**Work to be completed**: Below are the records; copy every line in them that holds the string "another".

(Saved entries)
══════════

Issue #517, opened 2025-06-18
Design Discussion: Incorporating multi-input networks


vpratz:
For more complex settings, dealing with multi-modal inputs is an important requirement. This requires specifying multiple inputs, which is usually handled in a named (dictionaries) or unnamed (lists) way of passing the inputs. We have already included a few changes to allow passing dictionaries to summary networks (`Adapter.group`, `Adapter.ungroup`, handling of dictionary inputs in the new `Standardization` layer), but @LarsKue voiced concerns that the current approach leads to a cluttered/inconsistent user interface. Therefore, we want to open the discussion again to gather the requirements and needs, as well as ideas and directions for the implementation.

I see mainly the following discussion points, feel free to add more if you see other aspects:

1. Importance: Is this an edge case that only experienced users need, or do we want it to be a first-class feature just as single-input networks?
2. Which parts of the pipeline should handle the increased complexity?

Areas with models with multi-modal data include psychology (see e.g. [1]), and physical models, where the same simulator can produce data for different experimental settings, which can then be combined for more exact inference.

Some related discussion has already taken place in #503, but I think it would be good to restart the discussion here.

I will provide my current thoughts below, also tagging @LarsKue and @stefanradev93 for input.

[1] https://link.springer.com/article/10.1007/s42113-023-00167-4

vpratz:
My current thoughts on the questions:

Re 1: I think it is a common enough setting that it would be good to ensure the normal workflows work, and you get a meaningful warning/error when you try to call functionalities with a dictionary that do not support it. Full support would be great if we find a way to integrate it consistently and without too large a cost regarding maintainability.

Re 2: For now I see two main options, both have their advantages and disadvantages.

a) We allow handling dictionaries in the adapter (and have to decide how far we take it).

Pro: The approximator does not have to care about the contents of `summary_variables`, and can expect to get the correct output from the summary network without worrying how the networks and its input look like, as long as they are compatible with each other.
Con: The adapter, which is currently quite clean as it (more or less) only operates on arrays, gets substantially more complex, as it has to handle nested inputs as well. We would have to see how much we can smooth this out with flatten-restructure wrappers around transforms.

b) We try to keep the adapter "pure" (no handling of nested inputs), and assemble the required structures further downstream in the pipeline. This could be either in the approximator, or in an additional dedicated class between adapter and approximator.

Pro: The adapter is simpler, adding/maintaining transforms is easier.
Con: Depends on the exact implementation.
[...]

PR #521, opened 2025-06-24
Make diffusion model conditioning more flexible

arrjon:
I introduced a new keyword `concatenated_input`  to the `subnet_kwargs` in the diffusion model. This keyword controls how inputs—such as parameters, noise, and condition—are fed into the model’s subnet.

Previously, the model assumed all inputs were 1D vectors and concatenated them directly for the default MLP subnet. However, for more flexible architectures—such as subnets designed to preserve or induce spatial structures—this assumption doesn't hold. Now we can also return all inputs separately directly to the subnet.

### DIFF
--- a/tests/test_networks/conftest.py
+++ b/tests/test_networks/conftest.py
@@ -61,12 +61,12 @@ class ConcatenateMLP(Sequential):
 
 
 @pytest.fixture()
-def diffusion_model_edm_F_subnet_concatenate():
+def diffusion_model_edm_F_subnet_separate_inputs():
     from bayesflow.networks import DiffusionModel
 
     return DiffusionModel(
         subnet=ConcatenateMLP([8, 8]),
-        integrate_kwargs={"method": "rk45", "steps": 250},
+        integrate_kwargs={"method": "rk45", "steps": 4},
         noise_schedule="edm",
         prediction_type="F",
         concatenate_subnet_input=False,
@@ -144,11 +144,11 @@ def flow_matching():
 
 
 @pytest.fixture()
-def flow_matching_subnet_concatenate():
+def flow_matching_subnet_separate_inputs():
     from bayesflow.networks import FlowMatching
 
     return FlowMatching(
-        subnet=ConcatenateMLP([8, 8]), integrate_kwargs={"method": "rk45", "steps": 100}, concatenate_subnet_input=False
+        subnet=ConcatenateMLP([8, 8]), integrate_kwargs={"method": "rk45", "steps": 4}, concatenate_subnet_input=False
     )
 
 
@@ -160,10 +160,10 @@ def consistency_model():
 
 
 @pytest.fixture()
-def consistency_model_subnet_concatenate():
+def consistency_model_subnet_separate_inputs():
     from bayesflow.networks import ConsistencyModel
 
-    return ConsistencyModel(total_steps=100, subnet=ConcatenateMLP([8, 8]), concatenate_subnet_input=False)
+    return ConsistencyModel(total_steps=4, subnet=ConcatenateMLP([8, 8]), concatenate_subnet_input=False)
 
 
 @pytest.fixture()
@@ -230,12 +230,9 @@ def typical_point_inference_network_subnet():
         "affine_coupling_flow",
         "spline_coupling_flow",
         "flow_matching",
-        pytest.param("flow_matching_subnet_concatenate"),
         "free_form_flow",
         "consistency_model",
-        pytest.param("consistency_model_subnet_concatenate"),
         pytest.param("diffusion_model_edm_F"),
-        pytest.param("diffusion_model_edm_F_subnet_concatenate"),
         pytest.param("diffusion_model_edm_noise", marks=pytest.mark.slow),
         pytest.param("diffusion_model_cosine_velocity", marks=pytest.mark.slow),
         pytest.param("diffusion_model_cosine_F", marks=pytest.mark.slow),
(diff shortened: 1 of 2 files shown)


vpratz:
Thanks for the PR, I think this is a reasonable idea for advanced use cases. As this is another instance of multi-input networks (even though it's inside the inference network this time, and does not involve the adapter), we might want to include this in the discussion in #517. We might also think about:

- how to pass inputs: named (as a dictionary), or via position (as a tuple like you propose in the PR)
- Consistency in our multi-step models. If we offer this possibility here, we might want to do the same in flow matching and consistency models.

Tagging @LarsKue for comment as well.

stefanradev93:
One very general approach would be to break free from the fixed names, such as "inference_variables", and actually allow for:

- Marking different simulator outputs as either target variables, summary variables or inference conditions
- Selecting a strategy for how different outputs of the same **type** are handled (e.g., concatenated, passed as a tuple, or passed as keyword arguments)
This can be handled with another abstraction, such as `SimulatorOutput` with a flexible scheme.

arrjon:
> Consistency in our multi-step models. If we offer this possibility here, we might want to do the same in flow matching and consistency models.

I agree @vpratz. I added the same logic to both models. I am open to suggestions how the tensors should be passed to the subnet.

To @stefanradev93 comment: I think, this flexibility is only needed for advanced users. So maybe we should not follow this general approach for now, as the fixed names help users to get started with BayesFlow.

stefanradev93:
> > Consistency in our multi-step models. If we offer this possibility here, we might want to do the same in flow matching and consistency models.
> 
> I agree @vpratz. I added the same logic to both models. I am open to suggestions how the tensors should be passed to the subnet.
> 
> To @stefanradev93 comment: I think, this flexibility is only needed for advanced users. So maybe we should not follow this general approach for now, as the fixed names help users to get started with BayesFlow.

Absolutely, this is definitely a 2.>1.x idea.

arrjon:
For now, it is okay as it is @stefanradev93?

bayesflow/experimental/diffusion_model/diffusion_model.py
```diff
@@ -197,6 +200,35 @@ def convert_prediction_to_x(
             return (z + sigma_t**2 * pred) / alpha_t
         raise ValueError(f"Unknown prediction type {self._prediction_type}.")
 
+    def _subnet_input(
```
vpratz: I think the name and docstring do not match the behavior, it does not indicate that the input is already passed through the subnet and returns the output. I think only assembling the inputs without passing might make be the option that is easier to read. What do you think?

vpratz:
I think we need to document somewhere how this can be used (i.e., which inputs are passed to the network if `concatenate_subnet_input` is False`), as this currently only exists in the code itself. I'd suggest we pass the inputs by name, as this eases up communication (only names, no order).

It would be good to have a test in place for the `concatenate_subnet_input is False` case.

bayesflow/experimental/diffusion_model/diffusion_model.py
arrjon: I fixed the docstring and the name. I think only assembling makes the rest of the code harder to read, and in this way it is the same for the different free form approximators.

arrjon:
Thanks @vpratz for the suggestions. I added the documentation.

Regarding the test: As we do not have a network at the moment which can handle multiple inputs, I do not know a useful test for the `concatenate_subnet_input=False` case. Any suggestions?

vpratz:
@arrjon Thanks for the changes!
I would propose to add a simple wrapper network that can handle the case to the test suite, similar to other dummy networks we have. It could just take the separate inputs, concatenate them and pass them to any other network as usual. The main point for me is that we are able to notice if we accidentally break the functionality, so a basic dedicated test should be sufficient.

arrjon:
@vpratz I added the test. Now the merge should be ready! :)

vpratz:
Thanks a lot @arrjon . Sorry for being slow to review, and to always coming up with new things I didn't notice before.

The `build` functions do not take the `concatenate_subnet_input` parameter into account when building the subnet. I'm not sure in when this is problematic and when not, but I think it would be good to pass the correct shapes there as well, to avoid weird problems down the line.

arrjon:
I corrected the shape for the `build` functions. Please verify the implementation, locally the tests passed, but I am not too confident with the implementation.

bayesflow/networks/consistency_models/consistency_model.py
```diff
@@ -161,18 +168,29 @@ def build(self, xz_shape, conditions_shape=None):
...
+            self.subnet.build(input_shape)
+            out_shape = self.subnet.compute_output_shape(input_shape)
+        else:
+            # Multiple separate inputs
+            main_input_shape = xz_shape
+            time_shape = xz_shape[:-1] + (1,)  # same batch/sequence dims, 1 feature
 
-        input_shape = tuple(input_shape)
+            # Build subnet with multiple input shapes
+            input_shape = [main_input_shape, time_shape]
```
vpratz: I think if we pass by key we would use a dictionary here.

arrjon:
@vpratz now also the tests passed :)

vpratz:
Great, I'll take a final look tomorrow and then merge it.

vpratz:
I have changed the naming for the shapes, and created a reduced test for testing the setting, as the inference network tests are really slow.

arrjon:
Thanks @vpratz!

══════════

**Written solution**:
Thanks for the PR, I think this is a reasonable idea for advanced use cases. As this is another instance of multi-input networks (even though it's inside the inference network this time, and does not involve the adapter), we might want to include this in the discussion in #517. We might also think about:
This can be handled with another abstraction, such as `SimulatorOutput` with a flexible scheme.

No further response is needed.